Возможно ли, что ее поступки в тот день сформировали нынешнюю реальность? Но тогда… могла ли она в какой-то мере быть причастной к смерти своего отца?
И почему, – о боже, почему Эш до сих пор вызывает у нее такие чувства? Он обладал некой животной притягательностью; именно поэтому она все эти годы избегала его общества. Сила влечения ослепила Ребекку и не дала понять, что этот мужчина ей совсем не подходит. Он был лжецом. Дважды лжецом, и более того.
Ребекка кашлянула, чтобы прочистить горло.
– Сколько времени? – спросила она.
– Почти полночь. Как ты себя чувствуешь? Мне нужно отвезти тебя в Клинтон?
Поездка от его ранчо займет почти час – в темноте, по плохой дороге. И пункт «Скорой помощи» будет закрыт. Им придется звонить в 911 и договариваться о вызове врача. Это напомнило Ребекке о том, что здесь каждый должен сам заботиться о себе.
– Я… должно быть, я вырубилась.
Кривая улыбка.
– Ты спала как младенец. Должно быть, сильно устала.

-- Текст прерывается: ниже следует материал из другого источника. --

PR #4, opened 2021-08-31
Projects download GMS with plots

SnowNooDLe:
# Projects download GMS with plots

### Removed unnecessary functions in seistech/utils.py
It does not mean I removed anything we used to have, I removed any functions I brought from the frontend to calculate to get x-axis and y-axis data. But there was a better way with numpy/pandas.

### Spectra plot in log scale
It was because we used a list of `string` as x-axis data instead of a list of `int`, thanks to Claudio.
gms_spectra_plot

### Mw Rrup plots with error bounds
gms_mw_rrup_plot

### Under project_api/utils.py
```python
split_gms_id = gms_id.split("_")
 disagg_dir = f"disagg_{split_gms_id[0]}_{split_gms_id[1]}_{int(1 / float(split_gms_id[2].replace('p', '.')))}"
```
Because when we generate disagg data for GMS, it creates a directory under `gms_path/disagg_data/{combination of im, rp}
image

For instance, the latest temporary projects with GMS (disagg data) path looks something like this
```
/{our_path}/projects/v21p8p1/test/results/Arthurs_Pass_200_0p045_0p275/gms_pSA_0p3_0p0004_PGA_pSA/disagg_data/disagg_pSA_0p3_2500
```
The code above, `disagg_dir` is to get this part `disagg_data/disagg_pSA_0p3_2500` after the disagg_data/.

Projects download data now contains all the plots in png format.

image

## Log scale issue is fixed now

Currently, it's not on the log scale.

### GMS Spectra with log scale
gms_spectra_plot_log

### GMS Spectra with log scale & limit
gms_spectra_plot_log_limit

### GMS Spectra without log scale
gms_spectra_plot


jasonmotha:
Yes, we do want it log scale. For your reference what you've done on the "without log scale" plots, you've just plotted each data point rather than have a continuous scale on the axis (the difference between each point is not even)

calculation/seistech_calc/seistech_calc/plots/plt_plotting.py
```diff
@@ -549,3 +592,403 @@ def plot_uhs_branches(
...
+    ----------
+    gms_result_data: Dict,
+    save_file: Path, optional
+    """
+    plots_data = utils.calculate_gms_im_distribution(gms_result_data)
+
+    plt.figure(figsize=(16, 9))
+
+    def label_maker(im: str):
+        return (
```
claudio525, line 613: Don't think its worth defining a function for this if it only used in one location?

calculation/seistech_calc/seistech_calc/plots/plt_plotting.py
```diff
@@ -549,3 +592,403 @@ def plot_uhs_branches(
...
+        plt.show()
+
+
+def plot_gms_available_gm(
+    metadata: Dict,
+    bounds: Dict,
+    num_in_bounds: int,
+    save_file: Path = None,
+):
+    """GMS Available ground motions plot
```
claudio525, line 941: Can we extend the docstrings for these  functions a bit more, i.e. be more specific in terms of what plot is produced, e.g.
`Plot of GMs in the GM dataset with respect to distance (Rrup) and Magnitude (Mw). Also shows the causal parameters used during ground motion selection`

claudio525: If you are not sure about what to put, post a picture of the plot along with the function name on the slack channel and I can help you with an appropriate description.

calculation/seistech_calc/seistech_calc/plots/plt_plotting.py
```diff
@@ -549,3 +592,403 @@ def plot_uhs_branches(
         plt.close()
     else:
         plt.show()
+
+
+def plot_gms_im_distribution(
+    gms_result_data: Dict,
```
claudio525, line 598: Also I suggest using the GMS result objects directly instead of dictionary derived from it. (I know the other plotting functions also do this, however since the plots are now part of `seistech_calc` and are only going to be used with `seistech_calc` result objects, we should switch to just working on those. )

Sorry, probably should have realised that sooner..

calculation/seistech_calc/seistech_calc/utils.py
```diff
@@ -418,3 +420,244 @@ def to_mu_sigma(df: pd.DataFrame, im: IM):
     return df.loc[:, [str(im), f"{im}_sigma"]].rename(
         columns={str(im): "mu", f"{im}_sigma": "sigma"}
     )
+
+
+def calculate_gms_spectra(gms_data: Dict, num_gms: int):
```
claudio525, line 425: I'm not 100% sure what this function does, however it seems quite complex. Might be worth for us to go through this together and see if we can simplify it.

claudio525: I assume its a pretty direct port from the javascript frontend code?

claudio525 (commented):
Nice work, just couple of things to tidy up and maybe some simplification (lets discuss)

jasonmotha (changes requested):

calculation/seistech_calc/seistech_calc/constants.py
```diff
@@ -74,3 +74,28 @@ class GMSourceType(Enum):
     historical = "historical"
     simulations = "simulations"
     mixed = "mixed"
+
+
+class GMSIMDistributionsLabel(Enum):
```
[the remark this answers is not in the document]
joelridden: My opinion would be to do the dictionary mapping. If this was used in many different files then adding it to the IM class would be more useful

joelridden (dismissed):

jasonmotha (approved):

calculation/seistech_calc/seistech_calc/plots/plt_plotting.py
```diff
@@ -549,3 +618,479 @@ def plot_uhs_branches(
...
+):
+    """CDF plots for the selected GMs and
+    all ruptures (disaggregation) for Magnitude
+    and Distance (Rrup)
+
+    Also shows causal bounding parameters if specified
+
+    Parameters
+    ----------
+    contribution: List
```
claudio525, line 978: Both the `contribution` and `distribution` parameter are unclear as to what they are?
Please specify where they come from, or preferably use the result objects, i.e. GMSResult and DisaggResult

claudio525: Also whats the difference between `gms_metadata` and `metadata`

calculation/seistech_calc/seistech_calc/plots/plt_plotting.py
```diff
@@ -549,3 +618,479 @@ def plot_uhs_branches(
...
+
+    if save_file is not None:
+        plt.savefig(save_file)
+        plt.close()
+    else:
+        plt.show()
+
+
+def plot_gms_available_gm(
+    metadata: Dict,
```
claudio525, line 1035: Use GMSResult if possible pls

calculation/seistech_calc/seistech_calc/utils.py
```diff
@@ -418,3 +422,96 @@ def to_mu_sigma(df: pd.DataFrame, im: IM):
     return df.loc[:, [str(im), f"{im}_sigma"]].rename(
         columns={str(im): "mu", f"{im}_sigma": "sigma"}
     )
+
+
+def calculate_gms_spectra(
```
claudio525, line 427: This function is only used by the `plot_gms_spectra` function, therefore it should move into the plt_plotting module and become protected (i.e. start with _)
Also something like `prepare_gms_spectra` might be more accurate (since its not actually calculating anything)

calculation/seistech_calc/seistech_calc/plots/plt_plotting.py
```diff
@@ -549,3 +618,479 @@ def plot_uhs_branches(
...
+        sorted_realisations = realisations.loc[:, str(IMi)].sort_values()
+        plt.step(
+            sorted_realisations.values,
+            np.linspace(0, 1, len(sorted_realisations)),
+            where="post",
+            color="blue",
+            label="Realisations",
+        )
+
+        sorted_selected_gms = selected_gms.loc[:, str(IMi)].sort_values()
```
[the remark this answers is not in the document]
SnowNooDLe: I can certainly replace to something like this
```python
plt.step(
    selected_gms.loc[:, str(IMi)].sort_values().values,
    np.linspace(0, 1, len(selected_gms.loc[:, str(IMi)])),
    where="post",
    color="black",
    label="Selected Ground Motions",
)
```
I just didn't like the way it gets longer within step's arguments haha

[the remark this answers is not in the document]
claudio525: Thats what I would do, but its kinda a preference thing. I personally don't like having variables that are only used (unless the expression that defines them is massive). Up to you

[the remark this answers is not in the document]
SnowNooDLe: Actually, kinda makes sense, unless it needs to be used somewhere else, doesn't really have to be a tidy looking variable :thinking:

calculation/seistech_calc/seistech_calc/plots/plt_plotting.py
SnowNooDLe: Added some extra explanation for `contribution` and `distribution`.
Also instead of using `gms_metadata`, accepting gmsResult object with `metadata_key` instead of `metadata`

calculation/seistech_calc/seistech_calc/plots/plt_plotting.py
```diff
@@ -731,11 +729,17 @@ def plot_gms_mw_rrup(
 
     Parameters
     ----------
-    metadata: Dict
+    gms_result: gms.GMSResult
     disagg_mean_values: pd.DataFrame
```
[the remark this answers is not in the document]
SnowNooDLe: Nice catch, is supposed to be series :joy:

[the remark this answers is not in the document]
SnowNooDLe: >Also, I'm not a fan of having this as a docstring if it's just repeating the type-hinting / default arguments above as it's just two things we need to keep in-sync.

This is a fair call as some docstring like this, with no extra explanation, is basically duplicate information from the function's param. E.g., def plot_gms_mw_rrup(gms_result: gms.GMSResult,....), we know that `gms_result` is an GMSResult object.

However, because we've been keeping parameters inside the docstring regardless, will keep it for now.
Perhaps, we can also have a chat about this like we did for the import guidelines.

jasonmotha (dismissed):

joelridden (dismissed):

calculation/seistech_calc/seistech_calc/plots/plt_plotting.py
```diff
@@ -549,3 +618,610 @@ def plot_uhs_branches(
...
+    gms_result: gms.GMSResult
+    metadata_key: str
+    cs_param_bounds: gms.CausalParamBounds, optional
+    save_file: Path, optional
+    """
+    selected_gms_metadata = gms_result.selected_gms_metdata_df.to_dict(orient="list")
+    bounds = _get_causal_params_bounds(cs_param_bounds)
+    bounds_y_range = [0, 1]
+    # To achieve Empirical distribution function with matplotlib's step plotting
+    copied_metadata = selected_gms_metadata[metadata_key][:]
```
claudio525, line 1002: I suggest changing these lines to the following (only changed the first one, and renamed variable)
```
    metadata_values = list(gms_result.selected_gms_metdata_df.loc[:, metadata_key].values)
    metadata_values.append(min(copied_metadata))
    metadata_values.sort()

```
that way you can remove the line at 998

calculation/seistech_calc/seistech_calc/plots/plt_plotting.py
```diff
@@ -549,3 +618,610 @@ def plot_uhs_branches(
...
+
+    if save_file is not None:
+        plt.savefig(save_file)
+        plt.close()
+    else:
+        plt.show()
+
+
+def plot_gms_disagg_distribution(
+    contribution: List,
```
claudio525, line 973: Instead of passing in the x and y values as two variables I suggest that this function takes a pd.Series, where the index are the x-values (i.e. either the mag or rrup values) and the values are the corresponding contribution values.

tools/seistech_utils/seistech_utils/src/api/shared.py
```diff
@@ -417,6 +420,132 @@ def create_uhs_download_zip(
...
+
+        # IM distribution plots
+        sc.plots.plt_gms_im_distribution(gms_result, save_file=Path(out_dir))
+
+        # Disagg Distribution plots (Mw Distribution or Rrup distribution)
+        contribution_df_data = sr.get_default_causal_params(cs_param_bounds)[
+            "contribution_df"
+        ]
+        if contribution_df_data is not None:
+            sorted_rrup, rrup_cdf = utils.calc_cdf(
```
claudio525, line 464: Instead of doing the sorting here and the plotting function assuming that the passed in data is sorted, I suggest that the sorting is moved into the plotting function. Combined with the other comment above of taking a series instead of 2 separate lists the call from here then just becomes the following (for magnitude)
```
            sc.plots.plt_gms_disagg_distribution(
               cs_param_bounds.contr_df.loc[:, ["magnitude", "contribution"]].set_index("magnitude", drop=True),
                gms_result,
                "mag",
                cs_param_bounds=cs_param_bounds,
                save_file=Path(out_dir)
                / f"{prefix}gms_mag_disagg_distribution_plot.png",
            )
```
And you can remove line 460 & 464-470

claudio525 (commented):
Couple of more comments. Let me know if anything isn't clear, happy to clarify further!

calculation/seistech_calc/seistech_calc/plots/plt_plotting.py
```diff
@@ -1094,3 +1114,114 @@ def plot_gms_available_gm(
...
+    selected_gms_df = selected_gms_df.T.sort_index().T
+
+    return (
+        gcim_df,
+        realisations_df,
+        selected_gms_df,
+    )
+
+
+def _get_causal_params_bounds(cs_param_bounds: gms.CausalParamBounds):
```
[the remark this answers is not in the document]
SnowNooDLe: Under seistech_utils/api/shared_response.py, we already have a function that returns all the cs_param_bounds' low & high.
Which is returning raw data, no modification at all to the frontend, this _get_causal_params_bounds is a slightly modified version as the variable name is not consistent,(E.g., some places we use Mw, some places mag) hence I created this function within this `plot_plotting.py` to get min/max value a bit easy.

Perhaps I can move the following function to the CasualParamsBounds class as a method but not sure about moving `_get_causal_params_bounds()` as this is really specialized function just for plotting for us to get value a bit easy.

Happy to discuss if needed!

```python
def get_default_causal_params(cs_param_bounds: sc.gms.CausalParamBounds):
    """Creates the response for both the core and Project API"""
    return {
        "mw_low": cs_param_bounds.mw_low,
        "mw_high": cs_param_bounds.mw_high,
        "rrup_low": cs_param_bounds.rrup_low,
        "rrup_high": cs_param_bounds.rrup_high,
        "vs30_low": cs_param_bounds.vs30_low,
        "vs30_high": cs_param_bounds.vs30_high,
        "contribution_df": cs_param_bounds.contr_df.to_dict("list")
        if cs_param_bounds.contr_df is not None
        else None,
    }
```

tools/seistech_utils/seistech_utils/src/api/shared.py
```diff
@@ -417,6 +420,132 @@ def create_uhs_download_zip(
     return zip_ffp
 
 
+def write_gms_download_data(
+    gms_result: sc.gms.GMSResult,
+    app: flask.app,
```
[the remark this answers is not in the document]
SnowNooDLe: Glad python does returning multiple values.

calculation/seistech_calc/seistech_calc/plots/plt_plotting.py
SnowNooDLe: Good to practice more of DataFrame then converting them to dictionary :+1:

tools/seistech_utils/seistech_utils/src/api/shared.py
SnowNooDLe: Did manage to sort within the plotting function. However, had to bring `calc_cdf` function to `plt_plotting.py` due to circular imports.

jasonmotha (commented):
Can't see any issues with code. Can you go into a bit more about how the circular import was created?

Does plotting depend on utils or does utils depend on plotting or both?

calculation/seistech_calc/seistech_calc/plots/plt_plotting.py
```diff
@@ -1225,3 +1237,21 @@ def _get_causal_params_bounds(cs_param_bounds: gms.CausalParamBounds):
             "vs30": cs_param_bounds.site_info.db_vs30,
         },
     }
+
+
+def _calc_cdf(weights: List, x_values: List):
```
claudio525, line 1242: Don't think its worth making a function for this if its only used once.
Also you can sort a dataframe by its columns directly, i.e. in line 1005 becomes
`contribution_df = contribution_df.sort_values()` and then lines 1019 and 1020 become
`contribution_df.index.values` & `contribution_df.values`
Also I suggest renaming `contribution_df` to `contribution_series` since its actually a pd.Series not pd.DataFrame 
Also passing numpy arrays to matplotlib is perfectly fine, so no need to cast to list as you do in line 1019 & 1020

SnowNooDLe:
> Can't see any issues with code. Can you go into a bit more about how the circular import was created?
> 
> Does plotting depend on utils or does utils depend on plotting or both?

The function `calc_cdf` was used to be inside the `seistech_utils` as I was planning to use within `seistech_utils/shared.py`.
(`seistech_utils` imports `seistech_calc`)
Then import `calc_cdf` to somewhere else, E.g. as suggested, to the plotting function which is sitting inside the `seistech_calc`, then I had to import `seistech_utils` from `seistech_calc` which caused circular import.

jasonmotha:
> > Can't see any issues with code. Can you go into a bit more about how the circular import was created?
> > Does plotting depend on utils or does utils depend on plotting or both?
> 
> The function `calc_cdf` was used to be inside the `seistech_utils` as I was planning to use within `seistech_utils/shared.py`.
> (`seistech_utils` imports `seistech_calc`)
> Then import `calc_cdf` to somewhere else, E.g. as suggested, to the plotting function which is sitting inside the `seistech_calc`, then I had to import `seistech_utils` from `seistech_calc` which caused circular import.

Makes sense.

@claudio525 as part of our stabilization phase, it might be a good idea to get a pictorial map of our imports and have a look if everything is laid out roughly how we expect. I think there might be a couple of functions in the wrong package etc.

calculation/seistech_calc/seistech_calc/plots/plt_plotting.py
SnowNooDLe: Apparently, it is actually `pd.DataFrame`

As suggested, used the following code which is still a DatFrame.
```python
cs_param_bounds.contr_df.loc[
    :, ["contribution", "magnitude"]
].set_index("magnitude", drop=True)
```                

image

joelridden (approved):

jasonmotha (approved):

claudio525 (approved):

В Ребекке всколыхнулось желание все рассказать Эшу. О том, каким нелегким было ее возвращение домой через снежные бураны. О том, как она едва не утратила власть над собой при виде тела своего отца. О том, насколько измученной она была в эмоциональном отношении. Но она удержалась, когда вспомнила обстоятельства и причины своего появления здесь, в его доме.
– Эш, что заставило тебя вернуться на ранчо моего отца? Как получилось, что ты нашел меня?
– Я иногда поднимаюсь на холм-останец с плоской вершиной возле Броукен-Бар. В ясные холодные вечера там открывается потрясающий вид на долину. – Эш немного помолчал. – Мне нужно было подумать.
«После встречи с тобой». Невысказанные слова повисли в воздухе между ними.
– Я хотел подняться повыше. Потом, когда взошла луна, я увидел блеск металла рядом с бывшим домом твоего отца. Мне показалось, что это автомобиль, и я решил проверить до возвращения домой. – Он сделал короткую паузу. – Ты могла там умереть.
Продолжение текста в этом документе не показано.